Radical of $(xy,yz,xz)$ is $(xy,yz,xz)$ in the ring $k[x,y,z]$ I have to prove that in the ring $k[x,y,z]$ the radical of $(xy,yz,xz)$ is $(xy,yz,xz)$ itself. Can anyone give any pointers. I have sort of proved it by showing that $(xy,yz,xz)$ is the radical of $(xy,(x-y)z)$. But I would like alternate proofs. Thanks.
It would be nice if somebody can explain me the square free formulation of monomial radicals. Thank you.

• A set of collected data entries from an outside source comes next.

PR #495, opened 2020-05-06
Fix kafka samples

xstevens:
This fixes the kafka sample applications so that you can run them. Mostly this involves setting a config version and required settings by sarama's synchronous producer.

For the sender and receiver example, I've changed it to use the same topic for receiver and sender and added a barrier to make sure the receiver has seen `count` messages before allowing the main function to exit.

### DIFF
--- a/v2/cmd/samples/kafka/sender-receiver/main.go
+++ b/v2/cmd/samples/kafka/sender-receiver/main.go
@@ -18,7 +18,6 @@ const (
 
 func main() {
 	saramaConfig := sarama.NewConfig()
-	saramaConfig.Producer.Return.Successes = true
 	saramaConfig.Version = sarama.V2_0_0_0
 
 	// With NewProtocol you can use the same client both to send and receive.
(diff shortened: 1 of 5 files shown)


n3wscott:
Awesome!! thanks for this. 

LGTM

cc: @slinkydeveloper as the kafka expert.

slinkydeveloper:
@xstevens thanks for your contribution! You need to fix the commit signoff, like explained here: https://github.com/cloudevents/sdk-go/pull/495/checks?check_run_id=650033696

v2/cmd/samples/kafka/sender-receiver/main.go
```diff
@@ -4,18 +4,25 @@ import (
...
 	"github.com/cloudevents/sdk-go/v2/protocol/kafka_sarama"
 )
 
+const (
+	count = 10
+)
+
 func main() {
 	saramaConfig := sarama.NewConfig()
+	saramaConfig.Producer.Return.Successes = true
```
slinkydeveloper, line 21: Mh now that i see that, I think it just makes sense to force this value directly in production code, here:

* https://github.com/cloudevents/sdk-go/blob/master/v2/protocol/kafka_sarama/sender.go#L19
* https://github.com/cloudevents/sdk-go/blob/master/v2/protocol/kafka_sarama/protocol.go#L42

PR #497, opened 2020-05-07
Implemented parallelism in client polling

### LINKED ISSUE #453: Implement parallelism in client for Receive/Responder
Now in `Client` there is a single poll loop for `Receive`/`Responder` https://github.com/cloudevents/sdk-go/blob/master/v2/client/client.go#L205

We should probably have N goroutines polling, where N presumably could be `GOMAXPROCS` (one poll loop per OS thread).

This also means that the protocols implementations should have a sized channel, presumably same of number of Goroutines: https://github.com/cloudevents/sdk-go/blob/master/v2/protocol/http/protocol.go#L57

slinkydeveloper:
Fix #453

### DIFF
--- a/v2/client/client.go
+++ b/v2/client/client.go
@@ -5,6 +5,7 @@ import (
 	"errors"
 	"fmt"
 	"io"
+	"runtime"
 	"sync"
 
 	"go.uber.org/zap"
@@ -47,7 +48,10 @@ type Client interface {
 // New produces a new client with the provided transport object and applied
 // client options.
 func New(obj interface{}, opts ...Option) (Client, error) {
-	c := &ceClient{}
+	c := &ceClient{
+		// Running runtime.GOMAXPROCS(0) doesn't update the value, just returns the current one
+		pollGoroutines: runtime.GOMAXPROCS(0),
+	}
 
 	if p, ok := obj.(protocol.Sender); ok {
 		c.sender = p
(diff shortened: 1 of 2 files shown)


v2/client/client.go
```diff
@@ -200,27 +209,35 @@ func (c *ceClient) StartReceiver(ctx context.Context, fn interface{}) error {
...
-		if err != nil {
-			cecontext.LoggerFrom(ctx).Warnf("Error while receiving a message: %s", err)
-			continue
-		}
 
-		if err := c.invoker.Invoke(ctx, msg, respFn); err != nil {
-			return err
-		}
+	// Start Polling.
+	wg := sync.WaitGroup{}
```
n3wscott, line 214: nice.

v2/client/client.go
```diff
@@ -200,27 +209,35 @@ func (c *ceClient) StartReceiver(ctx context.Context, fn interface{}) error {
...
+	for i := 0; i < c.pollGoroutines; i++ {
```
n3wscott, line 215: I do not think you want to `i++` here, this looks like it will grow too large for long lived processes.

slinkydeveloper: ?!

n3wscott: nevermind!

n3wscott:
LGTM

PR #500, opened 2020-05-08
dropping v1 dir

n3wscott:
also adds a tag for the conformance tests. 


n3wscott:
v1 comes from go mod releases out of the `release-1.y.z` branch

PR #502, opened 2020-05-13
Data race fix in client

slinkydeveloper:
There were two data races in client:

* Using `GetPort` for getting the actual port was racy because another goroutine is starting the listening. `GetPort` now is renamed with `GetListeningPort` for clarity and the internal `net.Listener` is behind an atomic.Value
* Trivial data race introduced by this PR https://github.com/cloudevents/sdk-go/pull/497

Enabled data race check in CI

### DIFF
--- a/hack/integration-test.sh
+++ b/hack/integration-test.sh
@@ -16,7 +16,7 @@ fi
 COVERPKG=$(go list ./... | grep -v /vendor | tr "\n" ",")
 for gomodule in $(go list ./test/integration/... | grep -v /cmd | grep -v /vendor)
 do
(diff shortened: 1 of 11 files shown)


slinkydeveloper:
@n3wscott I disabled the pubsub test because it's preventing this pr to be merged.

Do you have any input on why the pubsub test fail? On my machine they run smoothly, but CI doesn't like them, and doesn't log why https://circleci.com/gh/cloudevents/sdk-go/1138

n3wscott:
that is very weird. File an issue and we can give it to the pubsub maintainers to look at.

LGTM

 A: I assume that $k$ is a field. 
Let $I$ be a monomial ideal in $R=k[x_1,x_2,\ldots, x_n]$, generated by $\{\mathbf{x}^{\alpha_j}\}_{j=1}^m$. Here, $\alpha_j \in \mathbb{Z}_{\geq 0}^n$, and $\mathbf{x}^{\alpha_j} = x_1^{\alpha_{j1}} x_2^{\alpha_{j2}}\cdots x_n^{\alpha_{jn}}$.
Lemma: The set of monomials $$\{\mathbf{x}^\alpha :  \mathbf{x}^{\alpha_j} \not\mid \mathbf{x}^\alpha \text{ for all }j \in \{1,\ldots,m\}\}$$
is a $k$-basis for $R/I$.
Proof: The ideal $I$ is spanned over $k$ by monomials, since it is spanned over $R$ by monomials, and $R$ is generated by monomials. The monomials in $I$ are exactly  the monomials divisible by $\mathbf{x}^{\alpha_j}$ for some $j$.
If $\mathbf{x}^{\alpha}$ is thus divisible, it is in $I$; conversely, if $f_j \in R$, then all of the monomials $\mathbf{x}^\alpha$ in $\sum_j f_j \mathbf{x}^{\alpha_j}$ are divisible by some $\mathbf{x}^{\alpha_j}$.
Since $R$ has a $k$-basis of all monomials, $R/I$ has the desired basis.
Theorem: $I$ is radical if and only if $I$ is generated by square-free monomials.
Proof: Suppose $I$ is generated by $\{\mathbf{x}^{\alpha_j}\}_{j=1}^m$, which are all square-free. Let $f \in R/I$ be nonzero. We may write $f = \sum c_\alpha \mathbf{x}^\alpha$ in $R/I$,
where the sum is over $\alpha$ such that $\mathbf{x}^\alpha$ is not divisble by any $\mathbf{x}^{\alpha_j}$. Pick some monomial $\mathbf{x}^\alpha$ such that $c_\alpha \neq 0$ and $\mathbf{x}^\alpha$ has maximal degree of all those in $f$.
Then the coefficient of $\mathbf{x}^{\ell\alpha}$ in $f^\ell$ is $(c^{\alpha})^\ell$, by maximality of degree. I claim that $\mathbf{x}^{\ell\alpha} \notin I$. For if $\mathbf{x}^{\ell\alpha} \in I$, then $\mathbf{x}^{\alpha_j} \mid \mathbf{x}^{\ell\alpha}$, but since $\mathbf{x}^{\alpha_j}$ is square-free, this implies $\mathbf{x}^{\alpha_j} \mid \mathbf{x}^{\alpha}$, a contradiction. Since $k$ is a field, we conclude $f^\ell \neq 0$ in $R/I$. This shows $I$ is radical.
Conversely, if $I$ is radical, then for $f \in I$, the maximal squarefree $g$ such that $g \mid f$ is also contained in $I$, for $g^\ell$ is divisble by $f$ for large enough $\ell$. Hence, we may replace any generating set with a squarefree generating set.
A: Since you're just asking for alternate proofs...
As $k$-vector spaces, $$k[x,y,z]/(xy,yz,xz) \cong k \oplus xk[x] \oplus yk[y] \oplus zk[z]$$
which is a ring isomorphism with the induced multiplication on the right-hand side.  Then using this induced multiplication, we can see the resulting ring has no nonzero nilpotents by looking at the highest powers of $x, y, z$ in each element.